What needs to be done: Search the data for "wrote". Each line containing it is to be copied.

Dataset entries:
.....

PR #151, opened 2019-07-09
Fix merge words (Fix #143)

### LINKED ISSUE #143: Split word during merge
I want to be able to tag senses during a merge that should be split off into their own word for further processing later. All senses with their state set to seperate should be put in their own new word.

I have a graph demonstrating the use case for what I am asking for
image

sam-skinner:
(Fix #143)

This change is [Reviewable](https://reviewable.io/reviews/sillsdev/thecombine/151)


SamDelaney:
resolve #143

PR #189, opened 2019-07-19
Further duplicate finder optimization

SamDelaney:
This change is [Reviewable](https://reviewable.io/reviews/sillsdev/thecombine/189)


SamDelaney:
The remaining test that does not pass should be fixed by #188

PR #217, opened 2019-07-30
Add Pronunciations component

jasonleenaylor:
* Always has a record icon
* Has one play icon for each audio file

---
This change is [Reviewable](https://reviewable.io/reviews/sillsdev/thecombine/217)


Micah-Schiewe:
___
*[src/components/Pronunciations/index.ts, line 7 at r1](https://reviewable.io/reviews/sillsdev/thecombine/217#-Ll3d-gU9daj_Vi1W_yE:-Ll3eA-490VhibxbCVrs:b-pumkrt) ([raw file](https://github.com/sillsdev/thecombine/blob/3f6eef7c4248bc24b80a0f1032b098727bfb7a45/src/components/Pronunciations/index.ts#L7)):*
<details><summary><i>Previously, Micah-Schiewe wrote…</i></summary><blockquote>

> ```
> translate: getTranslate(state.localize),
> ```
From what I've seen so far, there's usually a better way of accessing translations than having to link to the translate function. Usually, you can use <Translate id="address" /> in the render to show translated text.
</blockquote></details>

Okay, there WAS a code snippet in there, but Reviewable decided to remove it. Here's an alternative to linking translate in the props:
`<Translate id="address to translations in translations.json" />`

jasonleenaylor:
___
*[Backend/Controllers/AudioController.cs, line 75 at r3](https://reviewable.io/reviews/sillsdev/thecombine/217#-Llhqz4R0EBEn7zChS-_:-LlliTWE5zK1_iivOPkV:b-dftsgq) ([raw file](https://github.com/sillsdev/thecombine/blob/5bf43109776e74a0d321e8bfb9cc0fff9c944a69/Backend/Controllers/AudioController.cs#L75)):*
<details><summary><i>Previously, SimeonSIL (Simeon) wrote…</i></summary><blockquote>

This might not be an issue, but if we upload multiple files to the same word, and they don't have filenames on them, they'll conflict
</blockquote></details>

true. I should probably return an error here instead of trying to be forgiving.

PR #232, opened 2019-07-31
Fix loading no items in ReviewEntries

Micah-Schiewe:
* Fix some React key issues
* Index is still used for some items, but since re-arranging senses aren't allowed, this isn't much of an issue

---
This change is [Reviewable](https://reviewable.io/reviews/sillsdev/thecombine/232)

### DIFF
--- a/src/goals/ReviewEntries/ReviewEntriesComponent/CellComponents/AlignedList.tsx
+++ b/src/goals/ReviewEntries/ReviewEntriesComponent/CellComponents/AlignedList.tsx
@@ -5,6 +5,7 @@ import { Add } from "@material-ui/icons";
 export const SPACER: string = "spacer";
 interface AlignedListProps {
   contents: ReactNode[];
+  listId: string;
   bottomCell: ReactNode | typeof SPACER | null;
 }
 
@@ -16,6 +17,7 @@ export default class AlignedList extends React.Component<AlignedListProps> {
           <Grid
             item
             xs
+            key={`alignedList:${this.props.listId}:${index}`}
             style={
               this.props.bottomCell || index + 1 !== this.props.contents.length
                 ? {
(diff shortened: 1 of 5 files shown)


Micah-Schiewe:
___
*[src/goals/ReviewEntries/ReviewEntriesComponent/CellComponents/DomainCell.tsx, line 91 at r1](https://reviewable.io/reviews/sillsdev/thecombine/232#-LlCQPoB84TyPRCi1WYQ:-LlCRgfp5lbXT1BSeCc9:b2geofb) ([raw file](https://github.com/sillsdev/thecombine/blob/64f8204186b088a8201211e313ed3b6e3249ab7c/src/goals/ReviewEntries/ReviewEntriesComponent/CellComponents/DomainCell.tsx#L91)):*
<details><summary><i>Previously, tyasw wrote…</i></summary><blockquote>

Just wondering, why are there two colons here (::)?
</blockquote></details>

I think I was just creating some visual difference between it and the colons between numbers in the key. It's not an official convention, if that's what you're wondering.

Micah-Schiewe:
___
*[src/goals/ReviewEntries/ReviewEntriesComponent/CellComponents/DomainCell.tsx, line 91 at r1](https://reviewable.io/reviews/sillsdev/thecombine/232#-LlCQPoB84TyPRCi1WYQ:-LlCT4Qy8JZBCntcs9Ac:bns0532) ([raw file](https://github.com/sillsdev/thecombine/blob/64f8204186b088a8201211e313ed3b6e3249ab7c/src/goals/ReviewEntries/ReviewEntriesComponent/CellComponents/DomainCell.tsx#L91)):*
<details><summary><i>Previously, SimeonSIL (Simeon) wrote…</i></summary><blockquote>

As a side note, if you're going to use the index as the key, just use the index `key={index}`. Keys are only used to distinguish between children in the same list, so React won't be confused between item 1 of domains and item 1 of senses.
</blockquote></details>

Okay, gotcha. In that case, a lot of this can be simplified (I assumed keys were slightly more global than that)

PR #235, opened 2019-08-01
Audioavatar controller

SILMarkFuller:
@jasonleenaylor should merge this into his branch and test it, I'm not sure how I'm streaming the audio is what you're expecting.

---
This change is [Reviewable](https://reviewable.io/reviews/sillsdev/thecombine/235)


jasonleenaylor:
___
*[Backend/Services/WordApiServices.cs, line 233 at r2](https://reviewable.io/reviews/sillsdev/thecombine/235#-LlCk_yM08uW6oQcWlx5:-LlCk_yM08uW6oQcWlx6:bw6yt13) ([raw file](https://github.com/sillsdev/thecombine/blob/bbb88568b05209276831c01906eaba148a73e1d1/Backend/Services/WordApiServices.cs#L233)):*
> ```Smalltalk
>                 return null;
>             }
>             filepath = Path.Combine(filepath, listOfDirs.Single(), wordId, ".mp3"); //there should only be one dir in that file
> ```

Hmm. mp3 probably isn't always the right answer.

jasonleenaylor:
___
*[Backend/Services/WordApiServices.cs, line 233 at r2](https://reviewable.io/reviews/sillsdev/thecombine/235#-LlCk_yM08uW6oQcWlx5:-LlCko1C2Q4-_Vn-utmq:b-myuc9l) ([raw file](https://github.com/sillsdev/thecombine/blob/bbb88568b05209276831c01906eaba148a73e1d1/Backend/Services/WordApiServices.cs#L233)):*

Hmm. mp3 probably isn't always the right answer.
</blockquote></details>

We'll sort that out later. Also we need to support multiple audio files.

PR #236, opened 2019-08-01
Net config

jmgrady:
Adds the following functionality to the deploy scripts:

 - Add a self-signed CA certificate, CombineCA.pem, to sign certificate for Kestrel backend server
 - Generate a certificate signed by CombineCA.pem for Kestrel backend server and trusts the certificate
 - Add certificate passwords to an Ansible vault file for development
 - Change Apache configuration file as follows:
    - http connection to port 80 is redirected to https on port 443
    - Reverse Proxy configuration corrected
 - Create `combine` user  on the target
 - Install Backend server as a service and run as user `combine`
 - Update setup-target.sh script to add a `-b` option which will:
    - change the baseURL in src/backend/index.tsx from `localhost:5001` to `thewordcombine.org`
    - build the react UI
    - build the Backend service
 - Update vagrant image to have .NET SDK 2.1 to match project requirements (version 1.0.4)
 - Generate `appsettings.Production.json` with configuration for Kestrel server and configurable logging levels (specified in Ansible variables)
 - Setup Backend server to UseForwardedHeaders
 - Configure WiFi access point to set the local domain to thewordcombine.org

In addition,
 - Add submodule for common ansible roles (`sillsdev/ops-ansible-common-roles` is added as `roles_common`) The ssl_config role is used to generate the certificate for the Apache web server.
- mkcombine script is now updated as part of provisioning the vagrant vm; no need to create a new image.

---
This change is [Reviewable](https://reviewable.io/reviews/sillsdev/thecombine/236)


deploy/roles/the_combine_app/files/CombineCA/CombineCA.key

.....

Result for this exercise:
<details><summary><i>Previously, Micah-Schiewe wrote…</i></summary><blockquote>
<details><summary><i>Previously, SimeonSIL (Simeon) wrote…</i></summary><blockquote>
<details><summary><i>Previously, tyasw wrote…</i></summary><blockquote>
<details><summary><i>Previously, SimeonSIL (Simeon) wrote…</i></summary><blockquote>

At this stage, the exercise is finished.